Collected data entries:
BEGIN

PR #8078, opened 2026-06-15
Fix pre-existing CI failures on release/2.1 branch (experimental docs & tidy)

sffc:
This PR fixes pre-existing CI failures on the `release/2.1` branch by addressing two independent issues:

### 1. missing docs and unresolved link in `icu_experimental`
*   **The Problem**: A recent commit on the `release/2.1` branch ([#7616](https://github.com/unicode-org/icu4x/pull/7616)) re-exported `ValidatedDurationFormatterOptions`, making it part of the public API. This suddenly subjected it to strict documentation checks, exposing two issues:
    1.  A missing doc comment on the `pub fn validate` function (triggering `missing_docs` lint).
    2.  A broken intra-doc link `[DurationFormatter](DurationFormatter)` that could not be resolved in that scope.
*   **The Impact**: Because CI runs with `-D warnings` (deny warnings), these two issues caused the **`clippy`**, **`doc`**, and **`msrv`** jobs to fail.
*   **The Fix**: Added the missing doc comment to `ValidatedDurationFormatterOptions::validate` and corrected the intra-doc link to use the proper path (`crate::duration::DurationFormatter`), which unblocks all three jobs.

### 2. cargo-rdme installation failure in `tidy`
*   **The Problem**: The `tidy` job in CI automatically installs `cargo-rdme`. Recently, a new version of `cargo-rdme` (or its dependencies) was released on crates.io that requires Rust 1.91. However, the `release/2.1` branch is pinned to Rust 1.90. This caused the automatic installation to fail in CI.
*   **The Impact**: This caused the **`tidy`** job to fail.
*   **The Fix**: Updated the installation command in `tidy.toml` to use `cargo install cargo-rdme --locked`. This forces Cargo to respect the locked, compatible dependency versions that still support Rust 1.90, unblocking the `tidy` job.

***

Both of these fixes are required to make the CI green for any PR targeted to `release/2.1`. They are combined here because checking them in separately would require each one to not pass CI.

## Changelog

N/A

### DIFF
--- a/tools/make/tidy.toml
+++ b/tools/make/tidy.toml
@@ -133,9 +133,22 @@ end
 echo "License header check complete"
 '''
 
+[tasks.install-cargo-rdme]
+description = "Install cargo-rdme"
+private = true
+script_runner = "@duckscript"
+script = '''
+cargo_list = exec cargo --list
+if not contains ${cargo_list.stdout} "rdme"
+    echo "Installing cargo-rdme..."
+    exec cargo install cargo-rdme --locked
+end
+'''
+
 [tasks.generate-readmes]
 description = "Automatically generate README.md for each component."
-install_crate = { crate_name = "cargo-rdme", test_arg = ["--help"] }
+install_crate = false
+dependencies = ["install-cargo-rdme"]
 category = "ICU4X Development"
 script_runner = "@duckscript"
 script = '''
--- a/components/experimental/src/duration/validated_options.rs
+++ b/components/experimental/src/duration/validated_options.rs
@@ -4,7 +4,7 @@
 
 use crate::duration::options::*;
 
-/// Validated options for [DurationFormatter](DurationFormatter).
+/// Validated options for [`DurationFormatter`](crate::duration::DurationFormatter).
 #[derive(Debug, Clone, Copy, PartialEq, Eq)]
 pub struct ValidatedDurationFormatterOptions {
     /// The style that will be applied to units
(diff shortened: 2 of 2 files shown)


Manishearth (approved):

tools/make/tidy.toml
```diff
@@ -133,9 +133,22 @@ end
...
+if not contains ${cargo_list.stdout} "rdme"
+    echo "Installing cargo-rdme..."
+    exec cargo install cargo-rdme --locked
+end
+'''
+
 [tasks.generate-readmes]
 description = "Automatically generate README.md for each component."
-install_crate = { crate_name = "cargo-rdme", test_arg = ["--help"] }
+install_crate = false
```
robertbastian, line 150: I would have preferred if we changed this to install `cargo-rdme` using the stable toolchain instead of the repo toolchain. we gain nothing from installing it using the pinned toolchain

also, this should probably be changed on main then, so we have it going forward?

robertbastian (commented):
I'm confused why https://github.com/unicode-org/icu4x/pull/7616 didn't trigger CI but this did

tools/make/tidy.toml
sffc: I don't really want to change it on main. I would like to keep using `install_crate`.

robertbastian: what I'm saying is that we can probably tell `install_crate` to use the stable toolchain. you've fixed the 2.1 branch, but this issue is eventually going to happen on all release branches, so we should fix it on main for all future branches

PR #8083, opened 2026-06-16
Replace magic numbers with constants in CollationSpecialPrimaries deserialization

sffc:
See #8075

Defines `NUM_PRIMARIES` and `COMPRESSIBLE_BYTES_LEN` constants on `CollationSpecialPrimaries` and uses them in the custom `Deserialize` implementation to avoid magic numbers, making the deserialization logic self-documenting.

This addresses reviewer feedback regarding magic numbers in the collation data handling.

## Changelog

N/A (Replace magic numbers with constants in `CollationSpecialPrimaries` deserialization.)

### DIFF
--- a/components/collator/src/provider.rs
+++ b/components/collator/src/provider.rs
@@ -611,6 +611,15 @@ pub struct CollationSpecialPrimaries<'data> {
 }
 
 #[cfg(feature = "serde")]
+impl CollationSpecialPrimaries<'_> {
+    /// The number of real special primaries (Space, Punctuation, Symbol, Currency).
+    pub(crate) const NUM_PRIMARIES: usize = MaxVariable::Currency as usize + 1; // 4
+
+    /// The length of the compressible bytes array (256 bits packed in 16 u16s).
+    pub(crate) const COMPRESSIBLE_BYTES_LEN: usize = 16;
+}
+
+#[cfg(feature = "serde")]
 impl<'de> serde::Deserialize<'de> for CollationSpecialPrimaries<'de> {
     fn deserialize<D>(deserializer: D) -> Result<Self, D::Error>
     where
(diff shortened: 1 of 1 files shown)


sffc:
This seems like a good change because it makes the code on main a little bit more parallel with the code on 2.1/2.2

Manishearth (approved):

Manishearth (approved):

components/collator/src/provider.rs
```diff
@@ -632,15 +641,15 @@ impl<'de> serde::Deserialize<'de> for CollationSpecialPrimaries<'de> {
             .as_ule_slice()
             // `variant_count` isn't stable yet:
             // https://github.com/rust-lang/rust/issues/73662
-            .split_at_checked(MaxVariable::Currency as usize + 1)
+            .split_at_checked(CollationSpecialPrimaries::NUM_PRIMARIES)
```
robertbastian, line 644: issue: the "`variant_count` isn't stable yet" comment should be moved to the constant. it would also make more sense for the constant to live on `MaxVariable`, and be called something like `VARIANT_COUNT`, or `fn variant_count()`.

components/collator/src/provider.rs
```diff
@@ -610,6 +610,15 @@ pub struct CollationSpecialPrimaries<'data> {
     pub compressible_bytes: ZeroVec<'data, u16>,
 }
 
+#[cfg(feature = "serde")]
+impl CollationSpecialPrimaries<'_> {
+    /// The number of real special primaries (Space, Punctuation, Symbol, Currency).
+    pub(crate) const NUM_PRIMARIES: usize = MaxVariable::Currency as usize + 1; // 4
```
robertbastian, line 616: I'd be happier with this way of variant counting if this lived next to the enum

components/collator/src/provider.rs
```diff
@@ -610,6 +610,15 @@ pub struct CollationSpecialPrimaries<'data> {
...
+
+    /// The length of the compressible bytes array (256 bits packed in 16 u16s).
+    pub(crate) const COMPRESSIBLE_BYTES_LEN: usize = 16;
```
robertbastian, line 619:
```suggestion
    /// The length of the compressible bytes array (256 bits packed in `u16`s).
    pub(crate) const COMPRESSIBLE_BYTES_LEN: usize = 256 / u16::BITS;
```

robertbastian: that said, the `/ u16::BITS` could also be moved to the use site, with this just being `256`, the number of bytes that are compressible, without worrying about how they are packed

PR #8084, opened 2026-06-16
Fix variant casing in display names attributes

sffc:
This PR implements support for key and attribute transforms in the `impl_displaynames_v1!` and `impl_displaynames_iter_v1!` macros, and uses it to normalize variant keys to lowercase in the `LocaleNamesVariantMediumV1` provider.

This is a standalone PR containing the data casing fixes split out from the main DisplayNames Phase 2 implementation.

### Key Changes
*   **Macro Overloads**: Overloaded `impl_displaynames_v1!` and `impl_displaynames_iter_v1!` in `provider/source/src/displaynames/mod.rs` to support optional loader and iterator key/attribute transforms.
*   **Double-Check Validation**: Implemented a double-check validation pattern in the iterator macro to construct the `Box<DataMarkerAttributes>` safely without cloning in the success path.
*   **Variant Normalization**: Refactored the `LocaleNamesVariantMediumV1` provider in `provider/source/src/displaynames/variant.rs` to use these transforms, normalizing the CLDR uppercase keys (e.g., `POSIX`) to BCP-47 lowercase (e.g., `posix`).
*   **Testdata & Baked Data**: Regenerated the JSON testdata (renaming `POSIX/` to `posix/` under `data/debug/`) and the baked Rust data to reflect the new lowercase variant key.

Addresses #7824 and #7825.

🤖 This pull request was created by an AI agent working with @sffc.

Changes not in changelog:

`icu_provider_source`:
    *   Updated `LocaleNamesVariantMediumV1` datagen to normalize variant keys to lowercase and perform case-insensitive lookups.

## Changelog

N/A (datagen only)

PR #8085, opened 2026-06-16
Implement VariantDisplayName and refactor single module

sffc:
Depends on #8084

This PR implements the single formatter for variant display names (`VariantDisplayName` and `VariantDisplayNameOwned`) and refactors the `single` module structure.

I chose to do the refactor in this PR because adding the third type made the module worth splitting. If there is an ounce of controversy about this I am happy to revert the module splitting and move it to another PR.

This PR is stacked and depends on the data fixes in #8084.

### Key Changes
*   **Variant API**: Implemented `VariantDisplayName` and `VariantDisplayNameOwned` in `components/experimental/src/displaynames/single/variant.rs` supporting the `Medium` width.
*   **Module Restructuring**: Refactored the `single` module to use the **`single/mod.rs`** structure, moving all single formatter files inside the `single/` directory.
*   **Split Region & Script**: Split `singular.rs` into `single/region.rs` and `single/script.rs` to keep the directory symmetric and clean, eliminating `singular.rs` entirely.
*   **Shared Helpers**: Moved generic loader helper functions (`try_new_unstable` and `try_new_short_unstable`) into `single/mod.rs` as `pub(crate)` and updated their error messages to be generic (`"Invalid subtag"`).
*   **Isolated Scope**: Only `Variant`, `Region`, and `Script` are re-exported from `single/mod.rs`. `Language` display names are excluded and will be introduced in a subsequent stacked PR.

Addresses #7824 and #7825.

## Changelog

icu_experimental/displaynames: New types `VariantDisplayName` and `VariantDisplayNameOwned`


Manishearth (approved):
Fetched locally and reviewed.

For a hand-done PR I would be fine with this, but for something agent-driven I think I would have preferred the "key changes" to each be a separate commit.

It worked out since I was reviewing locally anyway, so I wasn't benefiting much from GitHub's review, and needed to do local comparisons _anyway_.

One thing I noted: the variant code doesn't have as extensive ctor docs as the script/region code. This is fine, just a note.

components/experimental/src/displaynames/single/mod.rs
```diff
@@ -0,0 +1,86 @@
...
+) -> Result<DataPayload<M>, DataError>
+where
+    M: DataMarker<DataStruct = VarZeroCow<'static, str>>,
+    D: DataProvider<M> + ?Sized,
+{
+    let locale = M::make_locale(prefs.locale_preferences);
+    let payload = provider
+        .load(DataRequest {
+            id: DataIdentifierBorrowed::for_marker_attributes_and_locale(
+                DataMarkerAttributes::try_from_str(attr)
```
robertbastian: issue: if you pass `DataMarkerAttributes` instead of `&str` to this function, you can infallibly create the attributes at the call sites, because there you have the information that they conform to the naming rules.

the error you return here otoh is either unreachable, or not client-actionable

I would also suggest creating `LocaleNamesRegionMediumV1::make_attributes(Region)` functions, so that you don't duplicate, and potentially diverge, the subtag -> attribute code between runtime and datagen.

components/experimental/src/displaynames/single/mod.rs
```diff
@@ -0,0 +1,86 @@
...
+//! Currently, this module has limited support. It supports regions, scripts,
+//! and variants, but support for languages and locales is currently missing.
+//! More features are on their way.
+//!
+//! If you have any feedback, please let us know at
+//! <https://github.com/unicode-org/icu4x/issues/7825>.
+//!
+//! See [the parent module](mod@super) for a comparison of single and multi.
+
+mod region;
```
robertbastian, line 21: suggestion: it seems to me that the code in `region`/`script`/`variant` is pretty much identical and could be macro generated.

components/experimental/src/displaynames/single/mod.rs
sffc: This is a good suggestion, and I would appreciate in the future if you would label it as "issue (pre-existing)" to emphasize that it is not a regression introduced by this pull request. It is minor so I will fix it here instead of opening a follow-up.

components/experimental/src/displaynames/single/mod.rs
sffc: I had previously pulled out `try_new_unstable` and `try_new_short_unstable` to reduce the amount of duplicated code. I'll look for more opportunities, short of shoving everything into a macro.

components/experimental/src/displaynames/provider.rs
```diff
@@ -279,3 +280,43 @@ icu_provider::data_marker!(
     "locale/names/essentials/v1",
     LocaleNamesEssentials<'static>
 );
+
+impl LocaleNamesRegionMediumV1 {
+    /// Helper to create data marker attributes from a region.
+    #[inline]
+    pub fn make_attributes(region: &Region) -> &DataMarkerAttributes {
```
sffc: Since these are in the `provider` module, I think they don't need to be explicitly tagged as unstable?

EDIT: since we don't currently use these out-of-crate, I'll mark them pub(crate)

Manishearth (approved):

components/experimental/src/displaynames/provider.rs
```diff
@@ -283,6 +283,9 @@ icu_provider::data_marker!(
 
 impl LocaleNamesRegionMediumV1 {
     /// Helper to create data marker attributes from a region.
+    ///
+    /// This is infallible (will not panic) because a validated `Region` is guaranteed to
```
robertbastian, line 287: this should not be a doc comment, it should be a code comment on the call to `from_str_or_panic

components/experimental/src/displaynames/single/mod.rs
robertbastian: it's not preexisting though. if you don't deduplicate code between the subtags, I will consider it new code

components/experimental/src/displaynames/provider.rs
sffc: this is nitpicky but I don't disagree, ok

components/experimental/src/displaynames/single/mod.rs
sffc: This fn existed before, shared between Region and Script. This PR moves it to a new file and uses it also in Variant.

END

Starting from the top of the records and ending at the line that contains "### 1. missing", repeat each line exactly and return only those lines.

Reply to the exercise:
PR #8078, opened 2026-06-15
Fix pre-existing CI failures on release/2.1 branch (experimental docs & tidy)

sffc:
This PR fixes pre-existing CI failures on the `release/2.1` branch by addressing two independent issues:

### 1. missing docs and unresolved link in `icu_experimental`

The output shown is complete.